Supplied records:

::::

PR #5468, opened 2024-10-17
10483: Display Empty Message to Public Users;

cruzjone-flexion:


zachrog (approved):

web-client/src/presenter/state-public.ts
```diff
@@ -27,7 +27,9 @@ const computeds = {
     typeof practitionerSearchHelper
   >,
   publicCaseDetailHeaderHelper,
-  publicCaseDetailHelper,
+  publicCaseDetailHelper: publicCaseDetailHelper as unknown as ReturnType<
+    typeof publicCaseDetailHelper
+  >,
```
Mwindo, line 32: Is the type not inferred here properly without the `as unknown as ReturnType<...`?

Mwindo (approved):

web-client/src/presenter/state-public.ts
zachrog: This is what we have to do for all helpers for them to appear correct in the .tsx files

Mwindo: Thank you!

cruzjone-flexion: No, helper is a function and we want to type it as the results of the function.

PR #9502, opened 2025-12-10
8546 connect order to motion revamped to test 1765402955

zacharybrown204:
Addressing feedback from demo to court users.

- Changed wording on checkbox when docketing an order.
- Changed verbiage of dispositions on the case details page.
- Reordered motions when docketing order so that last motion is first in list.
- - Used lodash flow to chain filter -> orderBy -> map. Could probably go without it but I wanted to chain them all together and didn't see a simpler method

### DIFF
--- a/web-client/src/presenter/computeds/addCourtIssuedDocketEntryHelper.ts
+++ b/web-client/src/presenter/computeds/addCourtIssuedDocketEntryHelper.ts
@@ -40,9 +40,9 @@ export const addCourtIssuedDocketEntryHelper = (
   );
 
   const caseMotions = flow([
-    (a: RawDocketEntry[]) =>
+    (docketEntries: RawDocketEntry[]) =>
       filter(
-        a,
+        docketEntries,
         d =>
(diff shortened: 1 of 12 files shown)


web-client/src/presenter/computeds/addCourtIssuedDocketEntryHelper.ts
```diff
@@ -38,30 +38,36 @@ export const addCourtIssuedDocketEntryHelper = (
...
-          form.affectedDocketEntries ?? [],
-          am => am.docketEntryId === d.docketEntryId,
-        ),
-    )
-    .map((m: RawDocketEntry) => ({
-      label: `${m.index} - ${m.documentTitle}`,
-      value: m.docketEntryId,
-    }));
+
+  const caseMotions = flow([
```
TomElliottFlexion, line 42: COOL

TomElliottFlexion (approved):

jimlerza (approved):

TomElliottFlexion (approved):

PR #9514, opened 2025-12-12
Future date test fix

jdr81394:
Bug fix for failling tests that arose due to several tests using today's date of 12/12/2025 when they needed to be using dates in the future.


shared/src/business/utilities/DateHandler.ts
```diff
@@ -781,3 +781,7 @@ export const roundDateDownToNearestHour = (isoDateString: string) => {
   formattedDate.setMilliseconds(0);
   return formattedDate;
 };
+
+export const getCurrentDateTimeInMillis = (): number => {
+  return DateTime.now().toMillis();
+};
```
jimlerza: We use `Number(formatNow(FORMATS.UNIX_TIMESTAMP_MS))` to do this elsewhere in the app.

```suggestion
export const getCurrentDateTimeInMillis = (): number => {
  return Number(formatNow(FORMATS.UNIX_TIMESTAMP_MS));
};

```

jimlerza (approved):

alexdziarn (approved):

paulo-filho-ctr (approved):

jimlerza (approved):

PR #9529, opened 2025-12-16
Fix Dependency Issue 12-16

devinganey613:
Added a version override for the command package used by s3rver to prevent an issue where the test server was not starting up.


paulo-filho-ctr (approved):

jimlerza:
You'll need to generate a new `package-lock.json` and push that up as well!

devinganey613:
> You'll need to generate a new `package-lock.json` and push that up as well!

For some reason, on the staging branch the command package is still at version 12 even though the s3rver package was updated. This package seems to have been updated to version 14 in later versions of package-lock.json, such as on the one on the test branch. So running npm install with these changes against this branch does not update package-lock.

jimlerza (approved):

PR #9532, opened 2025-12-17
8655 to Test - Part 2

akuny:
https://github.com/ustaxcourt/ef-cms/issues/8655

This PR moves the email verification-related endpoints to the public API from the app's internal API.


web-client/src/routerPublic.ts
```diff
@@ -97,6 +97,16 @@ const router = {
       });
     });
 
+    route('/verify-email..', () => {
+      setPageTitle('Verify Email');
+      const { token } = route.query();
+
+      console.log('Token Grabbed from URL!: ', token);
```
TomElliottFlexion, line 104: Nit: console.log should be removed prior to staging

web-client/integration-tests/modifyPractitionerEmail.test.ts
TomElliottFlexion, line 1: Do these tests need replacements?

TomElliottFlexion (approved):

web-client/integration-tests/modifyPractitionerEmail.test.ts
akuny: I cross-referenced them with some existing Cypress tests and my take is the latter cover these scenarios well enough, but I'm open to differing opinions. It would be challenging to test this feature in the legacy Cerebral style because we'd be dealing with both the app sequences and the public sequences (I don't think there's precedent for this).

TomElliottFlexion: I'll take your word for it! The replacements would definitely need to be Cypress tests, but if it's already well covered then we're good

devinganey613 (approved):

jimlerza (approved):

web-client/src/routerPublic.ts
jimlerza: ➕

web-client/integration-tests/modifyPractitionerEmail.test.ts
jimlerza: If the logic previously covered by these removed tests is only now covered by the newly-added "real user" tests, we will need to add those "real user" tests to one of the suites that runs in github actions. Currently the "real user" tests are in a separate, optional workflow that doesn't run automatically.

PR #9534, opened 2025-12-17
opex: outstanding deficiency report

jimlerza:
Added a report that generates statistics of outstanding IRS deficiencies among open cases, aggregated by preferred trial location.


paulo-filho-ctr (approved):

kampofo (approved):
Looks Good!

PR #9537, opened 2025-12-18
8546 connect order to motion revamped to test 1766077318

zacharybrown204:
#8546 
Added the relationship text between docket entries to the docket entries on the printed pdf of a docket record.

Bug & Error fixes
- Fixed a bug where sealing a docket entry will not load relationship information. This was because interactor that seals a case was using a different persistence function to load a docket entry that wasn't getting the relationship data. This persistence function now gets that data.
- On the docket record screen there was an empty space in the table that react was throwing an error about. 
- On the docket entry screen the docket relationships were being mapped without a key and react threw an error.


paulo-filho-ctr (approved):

::::

Aim of the exercise: Look over the material above and show each line where "opened" appears.

Worked solution:
PR #5468, opened 2024-10-17
PR #9502, opened 2025-12-10
PR #9514, opened 2025-12-12
PR #9529, opened 2025-12-16
PR #9532, opened 2025-12-17
PR #9534, opened 2025-12-17
PR #9537, opened 2025-12-18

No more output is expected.